## [What to work on]
From the listing below, output only the lines starting at the line that has "for the user." and ending at the line that has "Looks good.", exactly as they appear, ends included.

★ ★ ★ ★ ★ ★ ★

PR #25, opened 2023-02-09
Use variable instead of node names in dist_reg_mcmc(), closes #22

### LINKED ISSUE #22: dist_reg_mcmc() uses node names instead of variable names as position keys
The `dist_reg_mcmc()` function uses node names instead of variable names as position keys, which can be seen in the table and the figures in [the Metropolis-in-Gibbs section in the GEV tutorial](https://github.com/liesel-devs/liesel/blob/3c5023472a418fd0433afd1c409623135fe7fd0c/docs/source/tutorials/md/04-mcycle.md#metropolis-in-gibbs), e.g. the first position key is `loc_np0_beta_value` instead of `loc_np0_beta`.

The `GooseModel` supports using variable names as position keys, so the required changes to the `dist_reg_mcmc()` function should be minor, and the MCMC summary would feel a lot less clumsy for the user.

hriebl:
See title and #22. The code modifications are minimal.


jobrachem (approved):
Looks good. 

I have two loosely related comments. They are rather thoughts on what comes next than change requests on this PR.

Apart from these considerations, I think we can merge this PR. I'd just like to write down these thoughts here for further discussion - maybe we can talk about them tomorrow @hriebl  

### First point: Create transition functions without a group

In the `01-lin-reg.qmd`, we still need to explicitly include the `_value` name part, because there, we do not have a group:

```python
def draw_sigma(prng_key, model_state):
    a_prior = model_state["a_value"].value
    b_prior = model_state["b_value"].value
    n = len(model_state["y_value"].value)

    resid = model_state["y_value"].value - model_state["y_hat_value"].value

    a_gibbs = a_prior + n / 2
    b_gibbs = b_prior + jnp.sum(resid**2) / 2
    draw = b_gibbs / jax.random.gamma(prng_key, a_gibbs)
    return {"sigma_value": draw}
```

Maybe we could provide a little helper function that simply extracts the right value from the model state, something like this:

```python
def get_value(model_state, name):
    return model_state[name + "_value"].value
```

It's not big, but I always feel that little things like this really add up to make code much more readable, especially when the code is re-used often.

### Second point: `Group.get_value()` method

To simplify the pattern of filtering a group and then obtaining the value of a var, we could add a little method to the `Group` object (#24) 

The current pattern is:

```python
group = {k: x if isinstance(x, Node) else x.value_node for k, x in group.items()}
...
a_prior = model_state[group["a"].name].value
```

The proposed method would be

```python
class Group:
    def get_value(self, model_state, name):
        value_name = self.__getitem__(name).value_node.name
        return model_state[value_name].value
```

This would change the above pattern to

```python
a_prior = group.get_value(model_state, "a")
```

This is of course assuming that the input `group` argument of the `tau2_gibbs_kernel()` function would be of type `Group`.

PR #1295, opened 2026-07-02
feat(tui): include shell commands in input history

liruifengv:
## Related Issue

N/A — no related issue; the problem is described below. The approach was discussed and agreed on before implementation.

## Problem

The TUI input box supports a shell mode (type `!` in an empty box) and input history recall (`↑` / `↓`). Previously, shell commands were deliberately excluded from input history: because the `!` is not stored in the text buffer, a recalled shell command would resurface as a bare command in prompt mode and be sent to the agent instead of being executed. As a result, users could not recall previous shell commands at all.

## What changed

Shell commands are now saved to input history with a leading `!` marker so they can be told apart from prompts. History recall is mode-aware:

- Recalling a `!`-prefixed entry strips the `!` and restores bash mode, so the command runs as a shell command again.
- In shell mode, `↑` only cycles through previous shell commands.
- In a normal prompt, `↑` browses all history (prompts and shell commands) and switches the editor's mode to match the recalled entry.

This reuses the existing `!`-prefix convention and is implemented by shadowing the editor's built-in history navigation with a mode-aware version, leaving the rest of the input pipeline unchanged. Existing history entries without a leading `!` keep working as prompts, so no migration is needed. Tests and the interaction guides (English and Chinese) are updated accordingly.

## Checklist


liruifengv:
@codex review

liruifengv:
@codex review

liruifengv:
@codex

liruifengv:
@codex review

liruifengv:
@codex review

PR #1299, opened 2026-07-02
feat(agent-core): include recent messages in Stop hook payload

Liewzheng:
## Summary

This PR extends the  hook so that its payload includes the recent user/assistant messages. This enables external memory systems (such as [Mimir](https://github.com/Liewzheng/Mimir)) to observe and learn from the current turn, rather than only receiving a bare  boolean.

## Changes

- : Stop hook inputData now contains  — the last 10 user/assistant messages with text content serialized to strings.
- : added a test verifying the Stop hook payload includes  and  entries.
-  & : documented the new  field in the Stop event row.
- : patch-level changeset for .

## Motivation

Third-party memory hooks need to know what was said in a turn before they can store or consolidate it. Previously the Stop hook only received , so memory tools had to rely solely on  (which does not see the assistant reply) or prompt the model to call store tools explicitly.

## Notes

- Only  and  roles are included.
- Non-text content parts (images, tool calls, etc.) are filtered out to keep the payload small and JSON-serializable.
- This is a backward-compatible additive change; existing Stop hooks that ignore  continue to work.


liruifengv:

PR #1304, opened 2026-07-02
feat(agent-core): announce image compression and keep originals readable

RealKai42:
## Why

Large images are downsampled before reaching the model, but nothing in the context said so. The model would look at a blurry 2000px copy of a 5000px screenshot, fail to read small text, and not know why — silent quality degradation with no way to recover. (Re-reading the original file didn't help either: the same deterministic compression produced the same downsampled copy.)

## What

**1. Compression is announced next to the image, at every ingestion point.**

★ ★ ★ ★ ★ ★ ★

## [Result]
The `GooseModel` supports using variable names as position keys, so the required changes to the `dist_reg_mcmc()` function should be minor, and the MCMC summary would feel a lot less clumsy for the user.

hriebl:
See title and #22. The code modifications are minimal.


jobrachem (approved):
Looks good. 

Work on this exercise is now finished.